PR #57, opened 2026-04-13
fix: resolve subagent type showing _unknown while running

### LINKED ISSUE #56: fix: subagent type shows as _unknown while agent is running
## Bug

When viewing a running subagent in the Agent Session View, its type displays as `_unknown` instead of the correct type (e.g., `oh-my-claudecode:critic`). The type only resolves correctly after the agent finishes.

## Root Cause

`get_all_subagent_types()` in `api/services/subagent_types.py` relies on `tool_result` entries in the parent session JSONL to map `agent_id → subagent_type`. The `tool_result` is only written when an agent **finishes**, so running agents can never be matched via this path.

The agent detail endpoint (`_determine_subagent_type` in `subagent_sessions.py`) calls this function and has no prompt-based fallback — unlike `collect_subagent_info()` which does.

## Fix

Add prompt-based matching as Phase 2.5 in `get_all_subagent_types()`: compare each unmatched agent's initial prompt (first 100 chars, normalized) against Task tool_use input prompts from the parent session. Also filter internal markers (`_unknown`, `_warmup`) from the API response.

## Files Changed

- `api/services/subagent_types.py` — Phase 2.5 prompt matching + 3 helper functions
- `api/routers/subagent_sessions.py` — Convert internal `_` markers to `None` in API response

JayantDevkar:
Closes #56, #58, #59, #60, #61

## What's broken

When you open a subagent's detail page while it's still running, the type badge shows `_unknown` instead of the actual type (e.g. `oh-my-claudecode:critic`). Once the agent finishes, the type magically appears. Beyond that, the agent status system has several gaps compared to session status.

## Issues addressed

| Issue | Gap | Description |
|-------|-----|-------------|
| #56 | Type detection | Agent type shows `_unknown` while running |
| #58 | SSR pre-fetch | Agent page missing server-side live session data |
| #59 | Smart polling | Agent polling doesn't stop after agent completes |
| #60 | Status granularity | No active/idle distinction for running agents |
| #61 | API endpoint | No dedicated agent live-status endpoint |

## Root cause (#56)

We figure out which agent belongs to which Task tool call by matching the `agentId` field inside the `tool_result` message. Problem is, that `tool_result` only gets written to the parent session JSONL **after** the agent finishes. So while it's running, we have no way to link agent → Task → type, and it falls through to the default `_unknown` classification.

### 1. Prompt-based type matching (#56)

Added **Phase 2.5** to `get_all_subagent_types()` — for any agent that's still unmatched after tool_result extraction:
1. Read its first JSONL line to grab the initial prompt (first 100 chars)
2. Normalize it (lowercase, collapse whitespace)
3. Compare against Task tool_use input prompts from the parent session

Also added a guard in `_determine_subagent_type()` to convert internal markers (`_unknown`, `_warmup`) to `null` in the API response.

### 2. SSR live session pre-fetch (#58)

Added `liveSession` fetch to `agents/[agent_id]/+page.server.ts` so the status badge appears immediately on page load instead of waiting for client-side polling.

### 3. Smart polling termination (#59)

Added logic in `ConversationView.svelte` to stop refreshing agent data once the subagent has completed, even if the parent session is still running.

### 4. Active/idle status for agents (#60)

Frontend heuristic: derive `active` vs `idle` from the agent's last message timestamp. No hook changes needed.

### 5. Dedicated agent live-status endpoint (#61)

Added `/agents/{encoded}/{uuid}/agents/{agentId}/live-status` that reads the parent session's state file and returns just the subagent's status entry.

## Testing

- All 1474 existing tests pass
- Verified prompt matching against real session data
- Lint clean (`ruff check`)

## Files changed

| File | What changed |
|------|-------------|
| `api/services/subagent_types.py` | Phase 2.5 prompt matching + 3 helper functions |
| `api/routers/subagent_sessions.py` | Filter `_` markers from API response + live-status endpoint |
| `frontend/src/routes/projects/[project_slug]/[session_slug]/agents/[agent_id]/+page.server.ts` | SSR live session fetch |
| `frontend/src/routes/projects/[project_slug]/[session_slug]/agents/[agent_id]/+page.svelte` | Pass liveSession prop |
| `frontend/src/lib/components/conversation/ConversationView.svelte` | Smart polling termination |
| `frontend/src/lib/components/conversation/ConversationHeader.svelte` | Active/idle heuristic for agents |


api/services/subagent_types.py
```diff
@@ -56,6 +56,21 @@ def get_all_subagent_types(jsonl_path: Path, subagents_dir: Path | None = None)
     for agent_file in agent_files:
         result.update(_extract_types_from_raw_jsonl(agent_file))
 
+    # Phase 2.5: Match unmatched agents by prompt content
+    # Fallback for running agents where no tool_result exists yet.
+    # Compares each unmatched agent's initial prompt against Task input prompts.
+    unmatched_agent_files = [f for f in agent_files if f.stem.removeprefix("agent-") not in result]
```
JayantDevkar, line 62: **Why this exists**: Before this change, an agent only got its type after Phase 1 matched its `agentId` from a `tool_result`. But `tool_result` is only written when the agent finishes. This new phase runs *before* the prefix/content classification (Phase 3-4), so running agents get typed correctly instead of falling through to `_unknown`.

We only build the prompt lookup table when there are actually unmatched agents — no extra JSONL scanning for sessions where everything already resolved.

api/services/subagent_types.py
```diff
@@ -56,6 +56,21 @@ def get_all_subagent_types(jsonl_path: Path, subagents_dir: Path | None = None)
...
+    if unmatched_agent_files:
+        prompt_to_type = _extract_task_prompt_types(jsonl_path)
+        if prompt_to_type:
+            for agent_file in unmatched_agent_files:
+                agent_id = agent_file.stem.removeprefix("agent-")
+                agent_prompt = _get_agent_initial_prompt(agent_file)
+                if agent_prompt:
+                    key = _normalize_key(agent_prompt)
```
JayantDevkar, line 70: **How the matching works**: The Task `input.prompt` field contains the exact text that becomes the agent's first UserMessage. We normalize both sides (lowercase + collapse whitespace) and compare the first 100 chars. This is the same approach `collect_subagent_info()` in `collectors.py:469-471` already uses for the session subagents tab — we're just bringing it to the shared extraction function.

Edge case: if two Task calls have identical first-100-char prompts but different types, the last one wins. In practice this doesn't happen since prompts are unique per spawn.

api/services/subagent_types.py
```diff
@@ -244,3 +259,82 @@ def _classify_by_first_message(agent_file: Path) -> str | None:
...
 
     return None
+
+
+def _normalize_key(text: str) -> str:
+    """Normalize text for matching: lowercase, strip, collapse whitespace."""
+    return " ".join(text.lower().strip().split())
+
+
+def _extract_task_prompt_types(path: Path) -> dict[str, str]:
```
JayantDevkar, line 269: **Three new helpers** — kept minimal and self-contained:
- `_normalize_key()` — same logic as `utils.normalize_key()`, duplicated here to keep `subagent_types.py` dependency-free (it only imports json/logging/re/Path)
- `_extract_task_prompt_types()` — single-pass JSONL scan, same pattern as `_extract_types_from_raw_jsonl()` above
- `_get_agent_initial_prompt()` — reads only the first line of the agent JSONL, same pattern as `_classify_by_first_message()`

api/routers/subagent_sessions.py
```diff
@@ -167,7 +167,11 @@ def _determine_subagent_type(parent_session: Session, agent_id: str) -> Optional
     jsonl_path = parent_session.jsonl_path
     subagents_dir = jsonl_path.parent / jsonl_path.stem / "subagents"
     types = get_all_subagent_types(jsonl_path, subagents_dir)
-    return types.get(agent_id)
+    result = types.get(agent_id)
+    # Convert internal classification markers to None for the API response
+    if result and result.startswith("_"):
```
JayantDevkar, line 174: **Defensive filter**: `get_all_subagent_types()` uses internal markers like `_unknown`, `_warmup`, `_teammate`, `_compact` for classification. These should never leak into the API response. Previously `_unknown` was returned verbatim and the frontend displayed it as a badge label. Now any `_`-prefixed result becomes `null`, which the frontend renders as "Other" via `getSubagentTypeDisplayName()`.

JayantDevkar (commented):
Walkthrough of the changes for review. The core idea: we already have the agent's prompt and the Task input prompt available before the agent finishes — we just weren't matching them.

the-non-expert (approved):

PR #66, opened 2026-04-25
feat: one-command onboarding via npx claude-code-karma

the-non-expert:
## Summary

This PR packages the entire Claude Code Karma stack as a self-contained npm module, enabling one-command installation and launch for any user — no manual Python virtualenv setup, no port configuration, no separate terminal windows.

```bash
npx claude-code-karma
```

That single command will:
1. Find Python 3 on the system
2. Create an isolated virtualenv (`.karma-venv/`) on first run
3. Install all API dependencies (cached on subsequent runs via a stamp file)
4. Detect whether ports 8000 / 5173 are already in use and auto-select free alternatives
5. Start the FastAPI backend and the pre-built SvelteKit frontend in parallel
6. Wait until both services are responding, then open the dashboard in the browser

---

### `bin/start.js` (new)
The CLI entry point. Pure Node.js, no npm dependencies — uses only built-ins (`child_process`, `fs`, `http`, `net`). Key behaviours:

- **Python discovery**: tries `python3` then `python`, exits with a clear message if neither is Python 3
- **Virtualenv management**: creates `.karma-venv/` adjacent to the package root; a `.deps-installed` stamp file prevents pip from re-running on every launch
- **Port conflict resolution**: uses a TCP connect probe (not listen) to detect in-use ports — works correctly on macOS where `listen(0.0.0.0)` can succeed even when `127.0.0.1` is already bound. Falls back to a random free OS-assigned port
- **Process supervision**: prefixes all stdout/stderr from both child processes with `[api]` / `[web]` tags; shuts both down cleanly on `SIGINT` / `SIGTERM` or if either process exits with a non-zero code
- **Startup readiness**: polls both ports over HTTP before printing the dashboard URL, with a 60-second timeout
- **Browser launch**: cross-platform (`open` / `start` / `xdg-open`); can be suppressed with `--no-open`
- **Port overrides**: `--api-port <n>` and `--web-port <n>` flags for users who always want specific ports

### `package.json` (root, new)
Makes the repo publishable as `claude-code-karma` on npm:
- `"bin"` wires `claude-code-karma` → `bin/start.js`
- `"files"` whitelist includes `bin/`, all API source, and `frontend/build/` (the pre-built SvelteKit app)
- `"prepack"` script runs `cd frontend && npm install && npm run build` so the build is always fresh before packing

### `frontend/src/hooks.server.ts` (new)
A SvelteKit server hook that replaces the `%karma_api_base%` placeholder in every SSR HTML response with the actual `KARMA_API_URL` environment variable injected by `bin/start.js` at launch time. This is how the pre-built, static-at-build-time frontend learns which port the API is on at runtime.

### `frontend/src/app.html` (modified)
Adds a single `<script>` tag that seeds `window.__KARMA_API_BASE__` with the placeholder:
```html
<script>window.__KARMA_API_BASE__ = '%karma_api_base%';</script>
```
The placeholder is replaced server-side by `hooks.server.ts` before the page reaches the browser.

### `frontend/src/lib/config.ts` (modified)
Fixes a production bug where all 24 server-side load functions (`+page.server.ts`) would always use the hardcoded `localhost:8000` fallback regardless of what port the API actually started on.

The export now has two branches:
```ts
export const API_BASE: string =
  typeof window === 'undefined'
    // Server-side (SSR): read runtime env var injected by bin/start.js
    ? (process.env.KARMA_API_URL ?? 'http://localhost:8000')
    // Client-side: read window.__KARMA_API_BASE__ injected by hooks.server.ts
    : (window.__KARMA_API_BASE__ && window.__KARMA_API_BASE__ !== '%karma_api_base%'
        ? window.__KARMA_API_BASE__
        : import.meta.env.PUBLIC_API_URL ?? 'http://localhost:8000');
```

The dev-mode behaviour (Vite env var / localhost default) is completely unchanged.

### `.npmignore` (root, new)
Prevents Python build artifacts, the runtime venv, and test files from bloating the npm tarball while explicitly preserving `frontend/build/` (which `.gitignore` normally excludes).

### `frontend/.npmignore` (new)
Overrides `frontend/.gitignore` for npm packaging — keeps `build/`, excludes `src/` and `node_modules/`. Without this file, `npm pack` would use `frontend/.gitignore` and omit the built app entirely.

### `frontend/package.json` + `package-lock.json` (modified)
Adds `@types/node` as a dev dependency. Required for TypeScript to recognise `process.env` in `config.ts` and the pre-existing `hooks.server.ts`. Without it, `npm run check` and `npm run build` both fail with _"Cannot find name 'process'"_.

### `.gitignore` (modified)
- Adds `.karma-venv/` — the runtime virtualenv must not be tracked
- Adds `*.tgz` — prevents accidental commits of `npm pack` output

---

## How the runtime URL injection works end-to-end

```
bin/start.js
  └─ spawns SvelteKit node server with env KARMA_API_URL=http://localhost:<apiPort>

Browser request → SvelteKit node server
  └─ hooks.server.ts reads process.env.KARMA_API_URL
  └─ replaces %karma_api_base% in HTML → window.__KARMA_API_BASE__ = 'http://localhost:<apiPort>'
  └─ +page.server.ts load functions use config.ts → process.env.KARMA_API_URL (SSR path)
  └─ browser JS reads window.__KARMA_API_BASE__ (client path)
```

Both SSR data fetching and client-side API calls always reach the correct port, even when 8000 is occupied.

---

## Test plan

- [ ] `npm run check` passes with 0 errors in `frontend/`
- [ ] With ports 8000 and 5173 free: `npx claude-code-karma` starts both services, opens browser, dashboard loads
- [ ] With port 8000 occupied: startup prints `Port 8000 in use → API on <n>`, dashboard loads and SSR pages return data (not 502)
- [ ] With port 5173 occupied: startup prints `Port 5173 in use → Web on <n>`, dashboard opens on the new port
- [ ] `Ctrl+C` shuts down both services cleanly
- [ ] `npx claude-code-karma --no-open` starts services without opening a browser tab
- [ ] Second run skips pip install (shows `API dependencies... cached`)

---

### DIFF
--- a/.gitignore
+++ b/.gitignore
@@ -7,10 +7,14 @@
 # Dependencies
 node_modules/
 
+# Runtime venv created by bin/start.js
+.karma-venv/
+
 # Build outputs
 dist/
 build/
 out/
+*.tgz
 
 # Vite cache
 .vite/
--- a/.npmignore
+++ b/.npmignore
@@ -1,0 +1,16 @@
+# Python build artifacts (within any included directory)
+**/__pycache__/
+**/*.pyc
+**/*.pyo
+**/*.egg-info/
+
+# Venv created by start.js at runtime
+.karma-venv/
+
+# Frontend test files inside frontend/src/
+frontend/src/tests/
+frontend/src/lib/components/**/__tests__/
+
+# Explicitly include pre-built frontend (overrides build/ in .gitignore)
+!frontend/build
+!frontend/build/**
--- a/bin/start.js
+++ b/bin/start.js
@@ -1,0 +1,237 @@
+#!/usr/bin/env node
+
+'use strict';
+
+const { spawn, execSync } = require('child_process');
+const { existsSync, writeFileSync } = require('fs');
+const path = require('path');
+const http = require('http');
+const net = require('net');
+
+const ROOT = path.join(__dirname, '..');
+const VENV_DIR = path.join(ROOT, '.karma-venv');
+const VENV_BIN = path.join(VENV_DIR, process.platform === 'win32' ? 'Scripts' : 'bin');
+const STAMP = path.join(VENV_DIR, '.deps-installed');
+
+const args = process.argv.slice(2);
+const NO_OPEN = args.includes('--no-open');
+const PREFERRED_API_PORT = parseInt(flagValue('--api-port') || '8000', 10);
+const PREFERRED_WEB_PORT = parseInt(flagValue('--web-port') || '5173', 10);
+
+function flagValue(name) {
+  const i = args.indexOf(name);
+  return i !== -1 ? args[i + 1] : null;
+}
+
+const dim    = (s) => `\x1b[2m${s}\x1b[0m`;
+const green  = (s) => `\x1b[32m${s}\x1b[0m`;
+const cyan   = (s) => `\x1b[36m${s}\x1b[0m`;
+const red    = (s) => `\x1b[31m${s}\x1b[0m`;
+const bold   = (s) => `\x1b[1m${s}\x1b[0m`;
+
+const API_TAG = cyan('[api]');
+const WEB_TAG = green('[web]');
+
+async function main() {
+  console.log('');
+  console.log(bold('  Claude Code Karma'));
+  console.log('');
+
+  // 1. Find Python 3
+  const python = findPython();
+  if (!python) {
+    console.error(red('  ✗ Python 3 not found.'));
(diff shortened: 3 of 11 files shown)


JayantDevkar:
Thanks for this, @the-non-expert! Closing as stale for now — inactive since April and our onboarding flow has shifted since. It's still mergeable, so feel free to reopen/rebase anytime to revive it and we'll take a look. 🙏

# # # # # # #

**Exercise**.
Give again, word for word, every line from the one holding "3 not found.'));" to the end of the data.

**Your response**.
+    console.error(red('  ✗ Python 3 not found.'));
(diff shortened: 3 of 11 files shown)


JayantDevkar:
Thanks for this, @the-non-expert! Closing as stale for now — inactive since April and our onboarding flow has shifted since. It's still mergeable, so feel free to reopen/rebase anytime to revive it and we'll take a look. 🙏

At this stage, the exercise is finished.